- _LISTED ENTRIES_
PR #14390, opened 2024-04-02
Prefix the class name with the script name in the stack trace.

### LINKED ISSUE #14376: In a stacktrace, `class` name doesn't have `<SNR>` information
### Steps to reproduce

Note in the following stack trace there is `C1.H[1]` and `C1.Create[1]`. The same class name, but in different files. That information should be visible.

```
imported_file: :source buffer=1[31]..function <SNR>36_F[1]..C1.H[1]..C1.Create[1]
```

Run the following (the temp file name might have to be changed) to see the problem

```
vim9script

# File that gets imported. Change this name if ...
var import_file_name = '/tmp/TempScript' .. string(rand()) .. '.vim'

var lines =<< trim END
    vim9script

    export class C1
        static def Create()
            echo 'imported_file:' expand('<stack>')
        enddef
    endclass
END

writefile(lines, import_file_name)

import import_file_name as imported_file

delete(import_file_name)

class C1
    static def H()
        imported_file.C1.Create()
    enddef
endclass

def F()
    C1.H()
enddef
F()
```

### Expected behaviour

Expect stack trace like
```
imported_file: :source buffer=1[31]..function <SNR>36_F[1]..<SNR>36_C1.H[1]..<SNR>##_C1.Create[1]
```

Amusingly, there's #12078, which I filed a little year ago. Guess I didn't think about it enough at that time. I'll take a look at the fix for that, and maybe I can come up with a fix. But first, a question:

@chrisbra @yegappan  Are you OK with fixing this by changing the existing output of `expand('<stack>')`? (Is is considered not backwards compatible in a bad way?)

### Version of Vim

9.1.252

### Environment

ubuntu/gtk

### Logs and stack traces

_No response_

errael:
Fix #14376

### DIFF
--- a/src/scriptfile.c
+++ b/src/scriptfile.c
@@ -215,6 +215,9 @@ estack_sfile(estack_arg_T which UNUSED)
 	    if (*class_name != NUL)
 	    {
 		// For class methods prepend "<class name>." to the function name.
+		ga_concat(&ga, (char_u *)"<SNR>");
+		ga.ga_len += vim_snprintf((char *)ga.ga_data + ga.ga_len, 23,
+		       "%d_", entry->es_info.ufunc->uf_script_ctx.sc_sid);
 		ga_concat(&ga, class_name);
 		ga_append(&ga, '.');
 	    }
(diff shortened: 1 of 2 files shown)


errael:
@yegappan Modified an existing test.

- _WORK TO BE COMPLETED_
All lines above that contain the word "existing" are to be copied.

- _EXERCISE RESULT_
@chrisbra @yegappan  Are you OK with fixing this by changing the existing output of `expand('<stack>')`? (Is is considered not backwards compatible in a bad way?)
@yegappan Modified an existing test.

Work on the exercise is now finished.